[1137]ブレイディみかこの「欧州季評」その2

 イギリスでは労働組合の賃上げストライキ闘争が粘り強くたたかわれています。

 ブレイディさんが言うようにイギリスの生活費危機はEU離脱の影響があるのは明らかですが、2010年に保守党政権になって以降の緊縮財政の結果であることも明らかです。

 地方公共サービス向けの政府の交付金は大きく削減され労働者の賃金は上がっていません。昨年から断続的にたたかわれているストライキ闘争は長い間の緊縮財政にたいする抗議の意志が込められています。

 昨年トラス前首相は富裕層と法人を対象とした大幅減税策を打ち出し、庶民の怒りを買って権威を失うまでの期間がレタスの賞味期限より短かったというわれるほど、あっという間に退陣させられました。

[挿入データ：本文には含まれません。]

PR #2407, opened 2025-03-13
chore(releasing): validate tarball sha1 before publishing to homebrew MONGOSH-2059

nirinchev:
This is related to MONGOSH-2059 where we published a homebrew formula with the incorrect sha. There doesn't seem to be anything wrong with the way we're doing these sha updates, so my best guess is that it's a case of incomplete/corrupted download from npm that caused us to compute the wrong sha256. This PR changes it so we use the `shasum` field from the npm API to validate the tarball integrity before publishing the formula to homebrew, as well as adds a retry mechanism to attempt to recover in case we download the wrong thing.

### DIFF
--- a/packages/build/src/homebrew/utils.ts
+++ b/packages/build/src/homebrew/utils.ts
@@ -1,13 +1,68 @@
 import crypto from 'crypto';
 import https from 'https';
 
-export function httpsSha256(url: string): Promise<string> {
-  return new Promise((resolve, reject) => {
+export async function npmPackageSha256(
+  packageUrl: string,
+  httpGetFn: typeof httpGet = httpGet
+): Promise<string> {
+  const json = await httpGetFn(packageUrl, 'json');
+  const tarballUrl = json.dist.tarball;
+  const shasum = json.dist.shasum;
+
+  const tarball = await getTarballWithRetries(tarballUrl, shasum, httpGetFn);
+  const hash = crypto.createHash('sha256');
+  hash.update(tarball);
+  return hash.digest('hex');
+}
+
+async function getTarballWithRetries(
+  url: string,
+  shasum: string,
+  httpGetFn: typeof httpGet,
+  attempts = 3
+): Promise<Buffer> {
+  try {
+    const tarball = await httpGetFn(url, 'binary');
+    const hash = crypto.createHash('sha1').update(tarball).digest('hex');
+    if (hash !== shasum) {
+      throw new Error(`shasum mismatch: expected '${shasum}', got '${hash}'`);
+    }
+
+    return tarball;
+  } catch (err) {
+    if (attempts === 0) {
+      throw err;
+    }
+
+    return getTarballWithRetries(url, shasum, httpGetFn, attempts - 1);
+  }
+}
+
+export function httpGet(url: string, response: 'json'): Promise<any>;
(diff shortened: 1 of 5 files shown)


lerouxb (approved):

packages/build/src/homebrew/utils.ts
```diff
@@ -1,13 +1,68 @@
...
+  }
+}
+
+export function httpGet(url: string, response: 'json'): Promise<any>;
+export function httpGet(url: string, response: 'binary'): Promise<Buffer>;
+
+export async function httpGet(
+  url: string,
+  responseType: 'json' | 'binary'
+): Promise<any | Buffer> {
```
addaleax, line 47: You'd need to define overloads if you actually want this return type to be interpreted as anything other than `Promise<any>` by TS.

packages/build/src/homebrew/utils.ts
```diff
@@ -1,13 +1,68 @@
...
+  const response = await new Promise<string | Buffer[]>((resolve, reject) => {
     https.get(url, (stream) => {
-      const hash = crypto.createHash('sha256');
+      let data: string | Buffer[] = responseType === 'json' ? '' : [];
       stream.on('error', (err) => reject(err));
-      stream.on('data', (chunk) => hash.update(chunk));
-      stream.on('end', () => resolve(hash.digest('hex')));
+      stream.on('data', (chunk) => {
+        if (typeof data === 'string') {
+          data += chunk;
```
addaleax, line 54: You'll want to call `stream.setEncoding('utf8');` in this case in order to properly handle multibyte characters.

packages/build/src/homebrew/utils.ts
nirinchev: Hm... that one has overloads on line 41 and 42 - or am I misunderstanding what you mean here?

packages/build/src/homebrew/utils.ts
```diff
@@ -1,13 +1,72 @@
...
+  }
+}
+
+export function httpGet(url: string, response: 'json'): Promise<any>;
+export function httpGet(url: string, response: 'binary'): Promise<Buffer>;
+
+export async function httpGet(
+  url: string,
+  responseType: 'json' | 'binary'
+): Promise<any | Buffer> {
```
gagik, line 47:
```suggestion
export function httpGet<T>(url: string, response: 'json'): Promise<T>;
export function httpGet(url: string, response: 'binary'): Promise<Buffer>;
export async function httpGet<T>(
  url: string,
  responseType: 'json' | 'binary'
): Promise<T | Buffer> {
```

packages/build/src/homebrew/utils.ts
```diff
@@ -1,13 +1,72 @@
 import crypto from 'crypto';
 import https from 'https';
 
-export function httpsSha256(url: string): Promise<string> {
-  return new Promise((resolve, reject) => {
+export async function npmPackageSha256(
+  packageUrl: string,
+  httpGetFn: typeof httpGet = httpGet
+): Promise<string> {
+  const json = await httpGetFn(packageUrl, 'json');
```
gagik, line 8:
```suggestion
  const json = await httpGetFn<{
  dist: {
	tarball: string;
	shasum: string;
	}
  }>(packageUrl, 'json');
```

gagik (approved):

その後に登場したスナク政権の施策をブレイディさんは次のように言います。

 「スナク政権は『大幅な減税と歳出削減』を柱とする財政再建計画を高らかに発表した。この案に金融市場は安心したようだが、末端の庶民は安心どころか不安のどん底に突き落とされている。それでなくとも生活苦で食事を抜いているような人々に、どうやって大規模な緊縮に耐えろというのか。」

 そしてさらにブレイディさんは「だが、批判しているのは庶民だけではない。」と続けて言います。タイム誌は「景気後退の局面にある英国が再び緊縮を行うのは逆効果になる可能性がある」と書き、オーウェン•ジョーンズ(『チャブ 弱者を敵視する社会』『エスタブリッシュメント 彼らはこうして富と権力を独占する』の著者)は「緊縮2•0は不可避ではない。政治的選択だと批判している」と紹介します。

注∶チャヴ(Chav)とはイギリスで使われている言葉で、スポーツウェアを着た反権威的な若者についてのステレオタイプをあらわした蔑称である。          ウィキペディアより

 彼女が書いているように、国連の特使が「新たな緊縮は貧困を悪化させて、人権を守る国際的義務の違反につながるとスナク首相に警告している」ということは、政権内部にも批判があるほど貧困問題は切迫しているのです。

 「初の非白人の英国首相として多様性のシンボルになったスナク首相だが、こうした警告を無視して緊縮を進めれば、他者の人権を守らなかった首相として記憶されることになるだろう。何度でも言うが、貧困は人権の問題なのである。」

 ブレイディさんは怒りを込めて上のように書きました。